• _Exercise requirements_: Please work out how many lines in the entries below include the string "output", and reply with the number alone.

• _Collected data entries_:
+--
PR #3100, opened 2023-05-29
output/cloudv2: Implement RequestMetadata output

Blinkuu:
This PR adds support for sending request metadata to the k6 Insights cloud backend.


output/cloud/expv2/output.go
+--
• _Result for this exercise_: 2